What you will do »
All of the data needs to be printed again, exactly as written.

Collected data »
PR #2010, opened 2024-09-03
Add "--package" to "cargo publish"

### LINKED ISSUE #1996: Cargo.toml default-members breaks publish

Result of this exercise »
PR #2010, opened 2024-09-03
Add "--package" to "cargo publish"

### LINKED ISSUE #1996: Cargo.toml default-members breaks publish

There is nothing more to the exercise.